Exercise input Block Start

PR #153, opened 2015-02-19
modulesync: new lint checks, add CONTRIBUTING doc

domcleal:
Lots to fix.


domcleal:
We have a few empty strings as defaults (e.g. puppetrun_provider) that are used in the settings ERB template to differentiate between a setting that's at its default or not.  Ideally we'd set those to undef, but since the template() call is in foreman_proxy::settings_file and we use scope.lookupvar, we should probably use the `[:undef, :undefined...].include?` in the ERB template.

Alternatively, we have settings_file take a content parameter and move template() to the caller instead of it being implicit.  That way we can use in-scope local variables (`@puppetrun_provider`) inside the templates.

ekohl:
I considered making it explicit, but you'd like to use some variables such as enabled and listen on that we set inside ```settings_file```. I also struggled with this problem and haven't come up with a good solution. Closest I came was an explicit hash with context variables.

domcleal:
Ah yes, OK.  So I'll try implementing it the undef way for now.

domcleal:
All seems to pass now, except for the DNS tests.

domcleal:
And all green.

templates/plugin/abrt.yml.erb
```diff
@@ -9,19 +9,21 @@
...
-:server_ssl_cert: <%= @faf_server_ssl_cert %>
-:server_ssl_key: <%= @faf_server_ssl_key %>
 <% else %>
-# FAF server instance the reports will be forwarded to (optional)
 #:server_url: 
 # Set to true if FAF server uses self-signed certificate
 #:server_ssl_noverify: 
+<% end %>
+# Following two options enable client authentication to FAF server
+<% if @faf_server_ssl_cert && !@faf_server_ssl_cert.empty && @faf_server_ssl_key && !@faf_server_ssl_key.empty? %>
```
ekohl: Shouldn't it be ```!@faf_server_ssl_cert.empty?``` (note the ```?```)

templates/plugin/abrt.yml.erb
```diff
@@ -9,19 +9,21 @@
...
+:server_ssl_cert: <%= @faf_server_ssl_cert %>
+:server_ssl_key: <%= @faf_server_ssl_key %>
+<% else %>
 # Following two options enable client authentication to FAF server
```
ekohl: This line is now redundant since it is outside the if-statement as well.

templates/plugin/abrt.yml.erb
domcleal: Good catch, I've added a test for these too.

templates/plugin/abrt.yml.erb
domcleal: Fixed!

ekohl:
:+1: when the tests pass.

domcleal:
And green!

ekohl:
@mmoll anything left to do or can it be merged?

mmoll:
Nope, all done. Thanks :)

Exercise input Block End
Exercise input Block Start

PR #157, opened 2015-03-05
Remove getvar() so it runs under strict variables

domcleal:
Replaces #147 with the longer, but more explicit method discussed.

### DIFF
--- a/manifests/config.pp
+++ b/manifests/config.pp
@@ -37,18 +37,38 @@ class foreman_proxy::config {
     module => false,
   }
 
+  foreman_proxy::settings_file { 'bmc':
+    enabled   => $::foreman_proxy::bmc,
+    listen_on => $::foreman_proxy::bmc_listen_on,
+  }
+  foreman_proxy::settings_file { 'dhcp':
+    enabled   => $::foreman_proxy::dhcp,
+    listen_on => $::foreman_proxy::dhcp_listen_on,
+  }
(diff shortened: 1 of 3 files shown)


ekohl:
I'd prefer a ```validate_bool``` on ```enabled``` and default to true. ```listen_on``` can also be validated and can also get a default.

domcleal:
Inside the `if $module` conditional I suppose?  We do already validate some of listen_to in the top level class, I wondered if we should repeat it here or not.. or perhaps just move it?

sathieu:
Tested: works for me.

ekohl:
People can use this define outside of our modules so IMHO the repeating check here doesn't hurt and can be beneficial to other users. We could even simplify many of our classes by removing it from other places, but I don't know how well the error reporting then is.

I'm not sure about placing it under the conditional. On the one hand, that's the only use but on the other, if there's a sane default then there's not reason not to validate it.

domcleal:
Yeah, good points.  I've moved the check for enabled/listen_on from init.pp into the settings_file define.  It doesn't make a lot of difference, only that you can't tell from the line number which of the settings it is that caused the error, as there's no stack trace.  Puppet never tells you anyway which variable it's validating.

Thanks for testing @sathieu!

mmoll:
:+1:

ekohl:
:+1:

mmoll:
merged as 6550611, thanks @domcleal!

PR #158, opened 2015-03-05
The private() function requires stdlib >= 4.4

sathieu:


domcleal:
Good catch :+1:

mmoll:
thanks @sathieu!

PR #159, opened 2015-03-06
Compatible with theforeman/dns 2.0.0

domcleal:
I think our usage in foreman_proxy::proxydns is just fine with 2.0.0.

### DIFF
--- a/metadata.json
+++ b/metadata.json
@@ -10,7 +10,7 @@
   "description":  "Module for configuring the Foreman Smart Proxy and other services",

Exercise input Block End

→ Problem description
Among the lines above, find the one with "PR #153, opened 2015-02-19" and the one with "Alternatively, we have". Quote both and everything between them, exactly.

→ Exercise output
PR #153, opened 2015-02-19
modulesync: new lint checks, add CONTRIBUTING doc

domcleal:
Lots to fix.


domcleal:
We have a few empty strings as defaults (e.g. puppetrun_provider) that are used in the settings ERB template to differentiate between a setting that's at its default or not.  Ideally we'd set those to undef, but since the template() call is in foreman_proxy::settings_file and we use scope.lookupvar, we should probably use the `[:undef, :undefined...].include?` in the ERB template.

Alternatively, we have settings_file take a content parameter and move template() to the caller instead of it being implicit.  That way we can use in-scope local variables (`@puppetrun_provider`) inside the templates.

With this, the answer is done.